Brown Sugar Pecan Coffee Cake
- 2 cups all-purpose flour
- 1 tsp baking soda
- 1/2 tsp baking powder
- 1/2 tsp salt
- 1/2 cup butter (at room temp)
- 1 1/2 cups sugar
- 3 eggs
- 1 cup sour cream or plain Greek yogurt
- 1 tsp vanilla extract
- 1 cup brown sugar packed
- 1 cup pecans (optional) finely chopped
- 1 tsp cinnamon
- 4 tbsp flour
- 4 tbsp butter melted
- Preheat oven to 350°F. Place Fluted Square Mold on Perforated Baking Sheet and set aside. With an electric mixer, cream butter and sugar until light and fluffy.
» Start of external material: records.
PR #417, opened 2022-09-22
GCSWorkspace

AkshitaB:

* Adds the following abstractions: `RemoteClient`, `RemoteStepCache`, `RemoteWorkspace`. The `RemoteClient` models the beaker client (in fact, for beaker, it's mostly a thin wrapper right now).
* GCS and Beaker step caches and workspaces inherit from above.
* WandBWorkspace is too different to easily fit into the RemoteWorkspace abstractions, leaving that refactoring for a later date.

Cleanup:
- [x] Address TODOs
- [x] Test with larger config.
- [x] Test BeakerExecutor with GCSWorkspace.
- [x] Add docstrings

**Testing with BeakerExecutor:**

* Created from the tango-beaker-template: https://github.com/allenai/tango-beaker-gcs-testing (Currently using this branch).
* Just change the workspace details to use GS:
```
workspace:
  type: "gs"
  workspace: "allennlp-tango-bucket"
```


tango/step_caches/remote_step_cache.py
```diff
@@ -0,0 +1,159 @@
...
+
+# This class inherits from `LocalStepCache` to benefit from its in-memory "weak cache" and "strong cache",
+# but it handles saving artifacts to disk a little differently.
+class RemoteStepCache(LocalStepCache):
+    """
+    This is a :class:`~tango.step_cache.StepCache` that's used by :class:`RemoteWorkspace`.
+    It stores the results of steps on some RemoteWorkspace.
+
+    It also keeps a limited in-memory cache as well as a local backup on disk, so fetching a
+    step's resulting subsequent times should be fast.
```
epwalsh, line 35:
```suggestion
    step's result subsequent times should be fast.
```

tango/step_caches/remote_step_cache.py
```diff
@@ -0,0 +1,159 @@
...
+            return False
+
+    def _step_results_dir(self) -> str:
+        return RemoteConstants.STEP_RESULT_DIR
+
+    def _step_result_remote(self, step: Union[Step, StepInfo]):
+        raise NotImplementedError()
+
+    def _fetch_step_remote(self, step_result, target_dir: PathOrStr):
+        raise NotImplementedError()
```
epwalsh, line 82: I think it would be good to annotate the return type of these methods, and also decorate them with `@abstractmethod` (from the `abc` module)

tango/workspaces/remote_workspace.py
```diff
@@ -0,0 +1,344 @@
...
+                )
+            except RemoteDatasetConflict:
+                raise ValueError(f"Run name '{name}' is already in use")
+
+        steps: Dict[str, StepInfo] = {}
+        run_data: Dict[str, str] = {}
+
+        # Collect step info.
+        with concurrent.futures.ThreadPoolExecutor(
+            thread_name_prefix="GCSWorkspace.register_run()-"
```
epwalsh, line 230: Maybe something more generic?
```suggestion
            thread_name_prefix="RemoteWorkspace.register_run()-"
```

epwalsh (commented):
I like the new abstractions. My main question is about remote locking. It seems like GCSFs does have the notion of "committing" a file, similar to Beaker (https://gcsfs.readthedocs.io/en/latest/api.html#gcsfs.core.GCSFile.commit), but it doesn't look like we use that feature? From what I could tell, the "locking" mechanism in `GCSClient` works by checking for the existence of some placeholder file? Does [`gcs_fs.touch(placeholder_file)`](https://github.com/allenai/tango/pull/417/files#diff-9ecdbe82049ab6590ac044a287632dc6bd1625c56059083c74afc51d73f0d894R113) fail if another process beats it by touching that file first?

General comments:
- I think `tango/integrations/(beaker|gs)/common.py` and `...util.py` can be merged into the same file.

AkshitaB:
> My main question is about remote locking. It seems like GCSFs does have the notion of "committing" a file, similar to Beaker (https://gcsfs.readthedocs.io/en/latest/api.html#gcsfs.core.GCSFile.commit), but it doesn't look like we use that feature? 
That commit() works for files rather than folders. But perhaps I can utilize it recursively (Looking into it). From what I understand, beaker also performs commit at the folder level, right?

> From what I could tell, the "locking" mechanism in `GCSClient` works by checking for the existence of some placeholder file? 
The placeholder file is for creation of any folder, since you can't create an empty folder in gcs.

> * I think `tango/integrations/(beaker|gs)/common.py` and `...util.py` can be merged into the same file.

Agreed.

dirkgr:
Oh wow! https://cloud.google.com/storage/docs/consistency
They do promise consistency for file listings. So lock files should work. That's way better than S3!

epwalsh:
> From what I understand, beaker also performs commit at the folder level, right?

At the "dataset" level, which is similar I guess

dirkgr:
This is ready for more reviewing?

tango/integrations/gs/common.py
```diff
@@ -0,0 +1,232 @@
...
+            path = os.path.join(self.bucket_name, dataset)
+        else:
+            # We have a dataset, and we recreate it with refreshed info.
+            path = dataset.dataset_path
+        try:
+            return self._convert_ls_info_to_dataset(self.gcs_fs.ls(path=path, detail=True))
+        except FileNotFoundError:
+            raise RemoteDatasetNotFound()
+
+    def create(self, dataset: str, commit: bool = False):
```
epwalsh, line 114: It doesn't look like the `commit` parameter is used here. Should it be?

tango/integrations/gs/common.py
```diff
@@ -0,0 +1,232 @@
...
+    def fetch(self, dataset: GCSDataset, target_dir: PathOrStr):
+        try:
+            self.gcs_fs.get(dataset.dataset_path, target_dir, recursive=True)
+        except FileNotFoundError:
+            raise RemoteDatasetNotFound()
+
+    def datasets(
+        self, match: str, uncommitted: bool = True, results: bool = False
+    ) -> List[GCSDataset]:
+        # TODO: remove "results", it's meant to be beaker-specific?
```
epwalsh, line 202: Yea, that Beaker specific and probably doesn't need to be part of this API.

epwalsh (commented):
> WandBWorkspace is too different to easily fit into the RemoteWorkspace abstractions, leaving that refactoring for a later date.

Yea I don't think we should worry about this since we've been talking about removing that workspace from the core repo anyway.

tango/step_caches/remote_step_cache.py
```diff
@@ -0,0 +1,199 @@
...
+            self.step_dir(step).with_suffix(".lock"), read_only_ok=read_only_ok
+        ).acquire_with_updates(desc=f"acquiring step cache lock for '{step.unique_id}'")
+
+    def __contains__(self, step: Any) -> bool:
+        if isinstance(step, (Step, StepInfo)):
+            cacheable = step.cache_results if isinstance(step, Step) else step.cacheable
+            if not cacheable:
+                return False
+
+            # TODO: old beaker step cache seems to not check locally. Should it?
```
dirkgr, line 115: Yes, but out of scope for this PR.

tango/step_caches/remote_step_cache.py
```diff
@@ -0,0 +1,199 @@
...
+
+    def __len__(self):
+        # NOTE: lock datasets should not count here. They start with the same prefix,
+        # but they never get committed.
+        return sum(
+            1
+            for ds in self.client.datasets(
+                uncommitted=False, match=self.Constants.STEP_DATASET_PREFIX
+            )
+            if ds.name is not None and ds.name.startswith(self.Constants.STEP_DATASET_PREFIX)
```
dirkgr, line 95: Can `name` ever be `None`?

tango/step_caches/remote_step_cache.py
```diff
@@ -0,0 +1,199 @@
...
+        )
+
+    def _step_results_dir(self) -> str:
+        return self.Constants.STEP_RESULT_DIR
+
+    def _raise_remote_not_found(self):
+        raise RemoteNotFoundError()
```
dirkgr, line 102: What are these for? The functions do almost nothing, and don't add any clarity to the code either.

tango/step_caches/remote_step_cache.py
dirkgr: To be clear, they all should check locally as an optimization, but adding that to Beaker is out of scope.

tango/workspaces/remote_workspace.py
```diff
@@ -0,0 +1,392 @@
...
+    """
+
+    Constants = RemoteConstants
+    STEP_INFO_CACHE_SIZE = 512
+
+    def __init__(self):
+        super().__init__()
+
+        # TODO: remove after conferring.
+        # We make all this into properties because FromParams cannot handle the following construct.
```
dirkgr, line 51: What does `FromParams` say about the construct?

tango/workspaces/remote_workspace.py
```diff
@@ -0,0 +1,392 @@
...
+            steps: Dict[str, StepInfo] = {}
+            steps_info_bytes = self.client.get_file(dataset, self.Constants.RUN_DATA_FNAME)
+            steps_info = json.loads(steps_info_bytes)
+        except (RemoteDatasetNotFound, FileNotFoundError):
+            return None
+
+        import concurrent.futures
+
+        with concurrent.futures.ThreadPoolExecutor(
+            max_workers=9, thread_name_prefix="RemoteWorkspace._get_run_from_dataset()-"
```
dirkgr, line 366: This number 9 is carefully chosen to not overwhelm Beaker. It should not be hardcoded here. Google can likely handle more traffic.

tango/common/remote_utils.py
```diff
@@ -0,0 +1,311 @@
...
+
+class RemoteDatasetWriteError(TangoError):
+    """
+    Error denoting that there was an issue writing the dataset to its remote location.
+    """
+
+    pass
+
+
+class RemoteClient(Registrable):
```
dirkgr, line 126: It seems to me like this is one level too many as far as abstractions go. There is a lot of commonality between `BeakerWorkspace` and `GCSWorkspace`, and you don't want to copy and paste that, so I see how you got here. Can you achieve the same thing by having some "protected" abstract class members in `RemoteWorkspace` that are overridden in `BeakerWorkspace` and `GCSWorkspace`, so we don't need to build up this parallel hierarchy of `*Client` classes?

tango/common/remote_utils.py
```diff
@@ -0,0 +1,311 @@
...
+        """
+        Returns the url of the dataset within the workspace.
+        """
+        raise NotImplementedError()
+
+    @property
+    @abstractmethod
+    def full_name(self) -> str:
+        """
+        Returns the name of the workspace attached to the client.
```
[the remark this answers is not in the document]
dirkgr: Well, we already have a `RemoteWorkspace`, so probably not that name ...

With a name like "Client" I would expect that multiple workspaces can at least share one client. But that doesn't seem to be the case.

dirkgr (changes requested):

tango/integrations/beaker/executor.py
```diff
@@ -436,6 +440,17 @@ def __init__(
                 "or as the environment variable 'GITHUB_TOKEN'."
             )
 
+        self.google_token = google_token or os.environ.get("GOOGLE_TOKEN")
+        # If the user passes file path instead of actual credentials dict, load the credentials
+        # so that they can be used in beaker.
```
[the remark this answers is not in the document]
AkshitaB: This would be the scenario if someone used gcloud auth locally, and then runs stuff on beaker. We can insist that people manually copy the contents of the file into a string, and add that as an environment variable. Just thought that this would be convenient. Passing the filepath as token does work locally with gcsfs, so this extends that to `BeakerExecutor`.

tango/integrations/beaker/executor.py
```diff
@@ -219,6 +219,8 @@ class BeakerExecutor(Executor):
     :param beaker_workspace: The name or ID of the Beaker workspace to use.
     :param github_token: You can use this parameter to set a GitHub personal access token instead of using
         the ``GITHUB_TOKEN`` environment variable.
+    :param google_token: You can use this parameter to set a Google Cloud token instead of using
+        the ``GOOGLE_TOKEN`` environment variable.
```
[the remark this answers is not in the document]
AkshitaB: Yeah, it wasn't the most elegant solution, but since we expect to use gcsworkspace with beaker more, I'm ok with it.

tango/integrations/beaker/workspace.py
```diff
@@ -60,29 +24,50 @@
...
+    def locks(self):
+        return self._locks
+
+    @property
+    def steps_dir_name(self):
+        return "beaker_workspace"
+
+    @property
+    def beaker(self):
+        return self.client.beaker
```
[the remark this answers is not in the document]
AkshitaB: Adding them as property because of the same `FromParams` issue with arbitrary kwargs.

tango/integrations/gs/common.py
```diff
@@ -0,0 +1,230 @@
...
+    """
+    A client for interacting with Google Cloud Storage.
+    """
+
+    placeholder_file = ".placeholder"
+    uncommitted_file = ".uncommitted"
+
+    def __init__(self, bucket_name: str, token: str = "google_default"):
+        # "Bucket names reside in a single namespace that is shared by all Cloud Storage users" from
+        # https://cloud.google.com/storage/docs/buckets. So, the project name does not matter.
```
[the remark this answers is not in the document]
AkshitaB: Google cloud project name. Typically, when you run gcloud auth, you also specify the project name -- this is relevant for deciding which project's VMs etc to use. But all buckets reside in the same place regardless of the project.

tango/integrations/gs/common.py
```diff
@@ -0,0 +1,230 @@
...
+
+class GCSClient(RemoteClient):
+    """
+    A client for interacting with Google Cloud Storage.
+    """
+
+    placeholder_file = ".placeholder"
+    uncommitted_file = ".uncommitted"
+
+    def __init__(self, bucket_name: str, token: str = "google_default"):
```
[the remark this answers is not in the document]
AkshitaB: Should be easy.

tango/integrations/gs/common.py
```diff
@@ -0,0 +1,230 @@
...
+        # TODO: potentially consider gsutil rsync with --delete --ignore-existing command
+        # Using gsutil programmatically:
+        # https://github.com/GoogleCloudPlatform/gsutil/blob/84aa9af730fe3fa1307acc1ab95aec684d127152/gslib/tests/test_rsync.py
+        try:
+            source = str(objects_dir)
+            if objects_dir.is_dir():
+                source += "/*"
+            for path in glob.glob(source):
+                basepath = os.path.basename(path)
+                self.gcs_fs.put(path, os.path.join(folder_path, basepath), recursive=True)
```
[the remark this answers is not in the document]
AkshitaB: The trouble is that that google buckets cannot handle the concept of an empty folder -- you can't create it programmatically. The file structure is flat. That's why I use a placeholder file.

tango/integrations/gs/common.py
```diff
@@ -0,0 +1,230 @@
...
+        else:
+            full_file_path = os.path.join(dataset.dataset_path, file_path)
+        with self.gcs_fs.open(full_file_path, "r") as file_ref:
+            file_contents = file_ref.read()
+        return file_contents
+
+    def file_info(self, dataset: GCSDataset, file_path: str) -> FileInfo:
+        full_file_path = os.path.join(dataset.dataset_path, file_path)
+        info = self.gcs_fs.ls(full_file_path, detail=True)[0]
+        # TODO: should digest be crc32c instead of md5Hash?
```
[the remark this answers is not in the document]
AkshitaB: Both are part of the info, so we aren't using more resources. I'll stick to md5.

tango/integrations/gs/common.py
```diff
@@ -0,0 +1,230 @@
...
+            dataset = self._convert_ls_info_to_dataset(info)
+            if not uncommitted:
+                if not dataset.committed:
+                    continue
+            list_of_datasets.append(dataset)
+        return list_of_datasets
+
+
+def _is_json_str(string: str) -> bool:
+    return "{" in string
```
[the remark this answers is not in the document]
AkshitaB: Yeah, not the best bit of code. I wanted something quick and dirty to test things. 🙈

tango/step_caches/remote_step_cache.py
AkshitaB: Well, actually, with these abstractions, beaker's step cache does check locally now.

tango/step_caches/remote_step_cache.py
AkshitaB: Yeah, leftover from when I was trying to build the abstractions.

tango/workspaces/remote_workspace.py
AkshitaB: `TypeError: from_params() got an unexpected keyword argument`. Because if it's a keyword argument, `FromParams` cannot tell if it was meant for the parent class, or if it's something used in the constructor of the child class.

tango/step_caches/remote_step_cache.py
AkshitaB: Potentially with beaker datasets

tango/integrations/beaker/common.py
```diff
@@ -3,97 +3,163 @@
...
+    def __init__(
+        self, beaker_workspace: Optional[str] = None, beaker: Optional[Beaker] = None, **kwargs
+    ):
+        user_agent = f"tango v{VERSION}"
+        self.beaker: Beaker
+        if beaker is not None:
+            self.beaker = beaker
+            if beaker_workspace is not None:
+                self.beaker.config.default_workspace = beaker_workspace
+                self.beaker.workspace.ensure(beaker_workspace)
```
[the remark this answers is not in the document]
AkshitaB: This is to ensure that the beaker object being used in the workspace and the step cache is the same. I've not changed this from the original implementation.

tango/common/remote_utils.py
AkshitaB: The clients are used in both step caches and workspaces. I still feel it's a useful abstraction to have, especially since we want to add stuff for search and filtering. We have control over beaker and its api, but not so much on gcloud/gcsfs. Having this layer helps with restricting changes in one place.

tango/integrations/beaker/executor.py
```diff
@@ -436,6 +440,17 @@ def __init__(
...
 
+        self.google_token = google_token or os.environ.get("GOOGLE_TOKEN")
+        # If the user passes file path instead of actual credentials dict, load the credentials
+        # so that they can be used in beaker.
+        if self.google_token is not None and self.google_token.endswith(".json"):
+            from tango.integrations.gs import GSWorkspace
+
+            if isinstance(workspace, GSWorkspace):
+                with open(self.google_token) as f:
+                    self.google_token = f.read()
```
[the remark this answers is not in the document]
AkshitaB: This is to maintain the functionality of being able to pass the credentials file path instead of the actual contents.

tango/integrations/gs/common.py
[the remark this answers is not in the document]
AkshitaB: This is the ridiculousness that I'm trying to debug right now:

The following code in Python Console:

```
import gcsfs
source = 'abc'  # this is a folder
target = 'allennlp-tango-bucket/folder'
fs = gcsfs.GCSFileSystem(consistency="md5")
fs.touch(target + "/.placeholder", truncate=True)
fs.put(source, target, recursive=True)
```

works perfectly - the files and folders in `abc` are present at `allennlp-tango-bucket/folder/file.txt`, `allennlp-tango-bucket/folder/subfolder` etc.

Put the EXACT same code in a python file and run that.

The folder `abc` is copied to the target, so that I end up with `allennlp-tango-bucket/abc`.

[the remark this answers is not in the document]
AkshitaB: I've opened an issue here: https://github.com/fsspec/gcsfs/issues/517. 
In the meantime, I've changed to a slightly cleaner workaround.

epwalsh:
I just ran into a weird issue while testing this out with the default executor. I started with an empty bucket and ran a single cacheable step. It doesn't look like my step was actually run:

image

I ran this several times with an empty bucket (same bucket, I just deleted everything before running again) and got the same result every time.

AkshitaB:
> I just ran into a weird issue while testing this out with the default executor. I started with an empty bucket and ran a single cacheable step. It doesn't look like my step was actually run:
> 
> image
> 
> I ran this several times with an empty bucket (same bucket, I just deleted everything before running again) and got the same result every time. If you check my GCS bucket "allennlp-petew", it doesn't look like the result of the step is in there.

@epwalsh Ah, I made an error in removing the concept of "commit". Will fix in a bit.

tango/step_caches/remote_step_cache.py
```diff
@@ -0,0 +1,195 @@
...
+        if isinstance(step, (Step, StepInfo)):
+            cacheable = step.cache_results if isinstance(step, Step) else step.cacheable
+            if not cacheable:
+                return False
+
+            key = step.unique_id
+
+            # First check if we have a copy in memory.
+            if key in self.strong_cache:
+                print("found in strong!!!")
```
epwalsh, line 113: Left over from debugging?

tango/step_caches/remote_step_cache.py
```diff
@@ -0,0 +1,195 @@
...
+                return True
+            if key in self.weak_cache:
+                print("found in weak!!!")
```
epwalsh, line 116: Same here

tango/step_caches/remote_step_cache.py
```diff
@@ -0,0 +1,195 @@
...
+                return True
+
+            # Then check if we have a copy on disk in our cache directory.
+            with self._acquire_step_lock_file(step, read_only_ok=True):
+                if self.step_dir(step).is_dir():
+                    print("found copy on disk!!!")
```
epwalsh, line 122: Same here

epwalsh:
Do you think the GCS workspace can efficiently implement the paginated workspace search methods proposed in https://github.com/allenai/tango/pull/489?

tango/step_caches/remote_step_cache.py
AkshitaB: Ugh, will remove these!

AkshitaB:
> Do you think the GCS workspace can efficiently implement the paginated workspace search methods proposed in #489?

@epwalsh Yes, Dirk and I discussed, and I'm looking at Firestore/Datastore for something like this.

epwalsh (approved):
LGTM! It already seems faster than the Beaker workspace. Do you think these abstractions will have to change if we integrate Firestore or whatever?

tango/integrations/gs/workspace.py
```diff
@@ -0,0 +1,225 @@
...
+          `~/.config/gcloud/application_default_credentials.json`.
+
+    """
+
+    Constants = Constants
+    NUM_CONCURRENT_WORKERS = 9  # TODO: increase and check
+
+    def __init__(
+        self,
+        workspace: str,
```
epwalsh, line 60: Wouldn't it make more sense to call this "bucket"?

epwalsh (approved):
This is cool!! And fast!

My only comments are about naming. I feel like we should call this integration "gcs" instead of "gs"? Or possibly "gc" for Google Cloud, since we're not just using GCS.. we're also using Datastore.

AkshitaB:
> My only comments are about naming. I feel like we should call this integration "gcs" instead of "gs"? Or possibly "gc" for Google Cloud, since we're not just using GCS.. we're also using Datastore.

@epwalsh My main reason for calling it "gs" rather than "gcs" was to keep things uniform with gsutil. "gs://workspace-bucket" is a valid location that people can copy-paste and use with cached-path or gsutil directly.

epwalsh:
Fair enough!

tango/integrations/gs/workspace.py
```diff
@@ -0,0 +1,225 @@
...
+            max_workers=self.NUM_CONCURRENT_WORKERS,
+            thread_name_prefix="GSWorkspace.registered_runs()-",
+        ) as executor:
+            run_futures = []
+            for run_entity in self._ds.query(kind="run").fetch():
+                run_futures.append(executor.submit(self._get_run_from_entity, run_entity))
+            for future in concurrent.futures.as_completed(run_futures):
+                run = future.result()
+                if run is not None:
+                    runs[run.name] = run
```
dirkgr, line 168: So run info is still in GCS, not in Datastore. If it's fast enough, even with many runs, that's fine. But it might be a good candidate to put into Datastore, too.

tango/integrations/gs/workspace.py
```diff
@@ -0,0 +1,225 @@
...
+
+    def _update_step_info(self, step_info: StepInfo):
+
+        step_info_entity = self._ds.entity(
+            key=self._ds.key("stepinfo", step_info.unique_id),
+            exclude_from_indexes=("step_info_dict",),
+        )
+
+        # We can store each key separately, but we only index things that are useful for querying.
+        # TODO: do we want to index any other step_info keys?
```
dirkgr, line 209: Can't think of anything, but maybe it will become apparent when we merge the UI stuff?

dirkgr (changes requested):
It's entirely possible that I missed it and it's already there, but we need retries on all network calls, GCS and Datastore.

AkshitaB:
> It's entirely possible that I missed it and it's already there, but we need retries on all network calls, GCS and Datastore.

Cloud storage and Datastore both have retries already implemented. The default configuration is [here](https://cloud.google.com/storage/docs/retry-strategy#client-libraries) . Do you mean that we should have more control over the retries? We can customize them.

dirkgr:
> Cloud storage and Datastore both have retries already implemented. The default configuration is [here](https://cloud.google.com/storage/docs/retry-strategy#client-libraries) . Do you mean that we should have more control over the retries? We can customize them.

No, if we already have retries set up, this is fine. I like their default settings, too.

tango/integrations/gs/common.py
```diff
@@ -0,0 +1,372 @@
...
+        blobs = list(self.storage.bucket(self.bucket_name).list_blobs(prefix=path))
+        if len(blobs) > 0:
+            return self._convert_blobs_to_dataset(blobs)
+        else:
+            raise RemoteDatasetNotFound()
+
+    def create(self, dataset: str):
+        bucket = self.storage.bucket(self.bucket_name)
+        # gives refreshed information
+        if bucket.blob(os.path.join(dataset, self.placeholder_file)).exists():
```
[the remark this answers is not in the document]
AkshitaB: Good catch. Fixed.

tango/integrations/gs/common.py
```diff
@@ -0,0 +1,372 @@
...
+                    for filename in filenames:
+                        # TODO: CI fails with ThreadPoolExecutor parallelism. Debug later.
+                        source_file_path = os.path.join(dirpath, filename)
+                        target_file_path = os.path.join(
+                            folder_path, source_file_path.replace(source_path + "/", "")
+                        )
+                        _sync_blob(source_file_path, target_file_path)
+            else:
+                source_file_path = source_path
+                target_file_path = os.path.join(folder_path, os.path.basename(source_file_path))
```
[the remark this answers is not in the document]
AkshitaB: The source path in question is the local path, so I think this should be ok.

tango/integrations/gs/workspace.py
AkshitaB: Run info _is_ in datastore (`self._ds` is the datastore). The only run-related information stored in GCS is the log file.

tango/integrations/gs/common.py
```diff
@@ -0,0 +1,372 @@
...
+            folder_path = dataset.dataset_path
+        bucket = self.storage.bucket(self.bucket_name)
+        try:
+            bucket.delete_blob(os.path.join(folder_path, self.uncommitted_file))
+        except exceptions.NotFound:
+            if not bucket.blob(os.path.join(folder_path, self.placeholder_file)).exists():
+                raise RemoteDatasetNotFound()
+            # Otherwise, already committed. No change.
+
+    def download(self, dataset: GSDataset, target_dir: PathOrStr):
```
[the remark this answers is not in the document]
AkshitaB: This is already taken care of where the download is called: https://github.com/allenai/tango/blob/5426e32c8ca2f8f8a75153dff27236e2322f1877/tango/step_caches/remote_step_cache.py#L120

tango/common/remote_utils.py
```diff
@@ -0,0 +1,38 @@
...
+    STEP_ARTIFACT_PREFIX = "tango-step-"
+    STEP_INFO_FNAME = "step_info.json"
+    STEP_RESULT_DIR = "result"
+    STEP_GRAPH_ARTIFACT_PREFIX = "tango-step-graph-"
+    STEP_EXPERIMENT_PREFIX = "tango-step-"
+    STEP_GRAPH_FILENAME = "config.json"
+    GITHUB_TOKEN_SECRET_NAME: str = "TANGO_GITHUB_TOKEN"
+    RESULTS_DIR: str = "/tango/output"
+    INPUT_DIR: str = "/tango/input"
+    LOCK_ARTIFACT_SUFFIX: str = "-lock"
```
dirkgr, line 26: Why do some of these have types and others don't?

dirkgr (approved):
That is one big feature!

- Beat in eggs one at a time. Set aside. In a separate mixing bowl, whisk together flour, baking soda, baking powder and salt. With the electric mixer on low add the flour mixture one spoonful at a time. Add sour cream and vanilla and mix for an additional 30 seconds.
Directions for brown sugar streusel:
- Mix brown sugar, nuts, cinnamon and flour until incorporated. Stir in melted butter until crumbly.
Directions for assembling the cake:
- Add 1/3 streusel to the bottom of fluted mold. Add half of the cake batter. Then layer 1/3 streusel. Top with remaining batter and with remaining streusel. Bake 50 minutes or until knife comes out clean.
- Let cake cool cake in mold then turn cake out onto a serving plate.